Take me home, she said into his neck. So he took her, darting out into the night, before the Fox brothers even parked, before they entered the gallery and saw their own handsome adult Outside faces juxtaposed with their achingly tender and open Arcadia faces, shelled and unshelled, among the dozens of portraits of Arcadia that Bit had hung that night. What they found most moving, they told him later, were the blanks between the frames, the leaps that happened invisibly between the then and the now.
A brutal November morning, and Bit is walking through protesters in Union Square. Cold enough to make your balls vanish, he thinks, and remembers his hungry year in France after college, panting for the crumbs of insight strewn by the great photographer he’d traveled half the world to be near. Bit was willing to do anything: sweep the atelier, make excuses to the photographer’s wife when the photographer was with his mistress, print the contact sheets, do the enlargements alone. He was freezing and starving, wretchedly poor. He saw himself in the shop windows and was surprised at the small skinny urchin he looked like, something out of Hugo, a Gavroche nightly nibbled by the rats in the belly of the steel elephant. He was in the market searching for bruised fruit to bargain down to centimes when one old woman, peasant-fat, with buckteeth, beckoned him over. Mon pauvre, she said, eyes full of love. She was someone’s mother. She made a basket out of Bit’s hands and filled them with gorgeous purple figs, a delicate vegetable frost on them. Couilles du pape, she said with a wink, and he grins now, remembering. Pope’s balls: tiny, cold, purple.

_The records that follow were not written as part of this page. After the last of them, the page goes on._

PR #1349, opened 2023-08-17
OMM: Bring in SQLAlchemy, get database working

dougneal:
Summary
---------

Bring in SQLAlchemy, Alembic, and the Flask integrations for them.

I've added a couple of models/dataclasses/tables - banks and hashes - really just something super basic to get us started, I expect this to change a lot.

There was some discussion about whether to use plain dataclasses with separate ORM classes; we can still do that if we want to.

Test Plan
---------

Rebuild the dev container and watch the tables be created!


Dcallies (approved):
I think the Model stuff influenced the later python dataclass design. 

Looks good

dougneal:
I should probably update the `CONTRIBUTING.md` with details of the db migrations etc and how to change the data model.

PR #282, opened 2021-08-07
Fix/seed1

maestroi:
## Pull request checklist

remove of nimiq-peer key from seed 1, this made the chain crash.
nimiq-peer key is not needed because its created on startup.
>...


sisou:
Did you try running the config with the changes from https://github.com/nimiq/core-rs-albatross/pull/280 ?

jeffesquivels:
@sisou #280 is what prompted this PR, it seems the keys we have in the `docker-compose.yml` are either not in the right hex representation or invalid altogether, this PR fixes that and it made sense to remove them because right now we're not checking for the `peer_id` when connecting to the seed nodes (this will change in the future and at that point we can add some valid ones).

He is still smiling at the thought, he knows, because the protesters smile back when they see him. Their faces are painted in white, and they are wearing white robes. He takes a picture, then ten. He looks over one of their leaflets, printed on paper the color of a rosy cheek. They are protesting Guantánamo, that limbo of terrorists. They protest the torture, the lack of due process. Well and good; he is on their side.
But his eye falls on a phrase that sends a white bolt through him. Ghost detainee: a person taken into detention anonymously so their families don’t know what has happened.
For a moment, the winged thing in him is relief. This is where Helle went, he thinks wildly; a mix-up, Helle saying something foolish in public as she always does at parties; Jesus, if I had a terminal disease, I’d strap a bomb to me and get rid of the Dick and the Bush in one blow. Or, looking at a television where women weep and ululate by a destroyed market: Fuck, what are we doing to that poor fucking country, no wonder they want to murder us all. Someone told on Helle, he thinks, a file was opened. He sees her go out of the apartment for a walk, sees a van pull up, a burlap sack on the head, a swallowing; she in an orange jumpsuit at a stainless-steel table, the Feds not knowing how harmless she is, how damaged, how deeply Grete needs her.